European stocks may drift lower at open on Friday as strong U.S. data released overnight coupled with hawkish Fed remarks fueled inflation and rate-hike worries.
Asian markets followed Wall Street lower after two Fed officials warned of additional hikes in borrowing costs to lower inflation back to the central bank’s 2 percent target.
Fed President Loretta Mester said there is need for more tightening to tame inflation.
Separately, St.
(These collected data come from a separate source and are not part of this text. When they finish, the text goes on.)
PR #5928, opened 2016-10-03
SISRP-25993-QA - Final Exam Schedule Incorporate Course Exceptions

tiffanyqi:
JIRA: https://jira.berkeley.edu/browse/SISRP-25993
Master PR: https://github.com/ets-berkeley-edu/calcentral/pull/5927

Incorporate classes that have an alternate method of final exams or no exam at all.

### DIFF
--- a/app/models/edo_oracle/course_sections.rb
+++ b/app/models/edo_oracle/course_sections.rb
@@ -38,9 +38,12 @@ module EdoOracle
     end
 
     def get_section_final_exam
+      # EdoOracle::Queries.get_section_final_exam accepts a section_id, which is a unique id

Louis Fed President James Bullard argued that there was a good case for the Fed to have been more aggressive with its recent rate decision.
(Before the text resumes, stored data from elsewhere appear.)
PR #5929, opened 2016-10-03
SISRP-20510 - Hold icon on Enrollment card rendering poorly on iOS

nkutub:
https://jira.berkeley.edu/browse/SISRP-20510

removed inconsistency in displaying notification icons. using <span> tags instead of <div> tags for enrollment card holds icon is consistent with other card using similar icons. This also removed the required cc-flex style which created an inconsistent look/spacing on safari based browsers.

### DIFF
--- a/src/assets/templates/widgets/enrollment/consult_advisor.html
+++ b/src/assets/templates/widgets/enrollment/consult_advisor.html
@@ -1,12 +1,12 @@
 <div class="cc-enrollment-card-advisors-consult">
 
-  <div data-ng-if="enrollmentInstruction.hasHolds" class="cc-flex">
-    <div>
+  <div data-ng-if="enrollmentInstruction.hasHolds">
+    <span>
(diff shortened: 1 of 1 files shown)


src/assets/templates/widgets/enrollment/consult_advisor.html
```diff
@@ -1,12 +1,12 @@
 <div class="cc-enrollment-card-advisors-consult">
 
-  <div data-ng-if="enrollmentInstruction.hasHolds" class="cc-flex">
-    <div>
+  <div data-ng-if="enrollmentInstruction.hasHolds" >
```
johncrossman: @nkutub if you don't mind, remove stray space in `hasHolds" >`

nkutub: done!

johncrossman:
Thanks @nkutub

The dollar jumped to a six-week high on increased risk aversion.
Gold dipped as the benchmark 10-year U.S. Treasury yield climbed to a high of 3.900 percent, marking its highest since Dec. 30 on expectations that U.S. rates may peak just below 5.3 percent by July-end.
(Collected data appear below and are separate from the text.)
PR #5930, opened 2016-10-03
SISRP-26305 - MyAcademics::Exams for UID 1064465: NoMethodError: undefined method gsub for nil:NilClass

davidlimcheng:
https://jira.berkeley.edu/browse/SISRP-26305

* `course` variable name was overwriting the original `|course|` input parameter, this became a problem for students taking two of the same classes, as the 2nd `course` would try to parse the first, already-parsed `course`.


johncrossman:
Thanks, @davidlimcheng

Oil prices fell over 1 percent in Asian trading to extend recent losses on signs of sluggish U.S. consumer demand and data showing a big build in stockpiles.
U.S. stocks fell sharply overnight, the dollar advanced and yields ticked up as initial jobless claims data showed a resilient labor market and a key metric showed wholesale prices increased more than expected in January.
The Dow lost 1.3 percent, the tech-heavy Nasdaq Composite shed 1.8 percent and the S&P 500 slipped 1.4 percent.
European stocks finished slightly higher on Thursday despite ECB President Christine Lagarde once again affirming a 50-bps rate hike in March.
The pan-European STOXX 600 gained 0.2 percent. The German DAX and the U.K.’s FTSE 100 index both inched up around 0.2 percent while France’s CAC 40 index climbed 0.9 percent.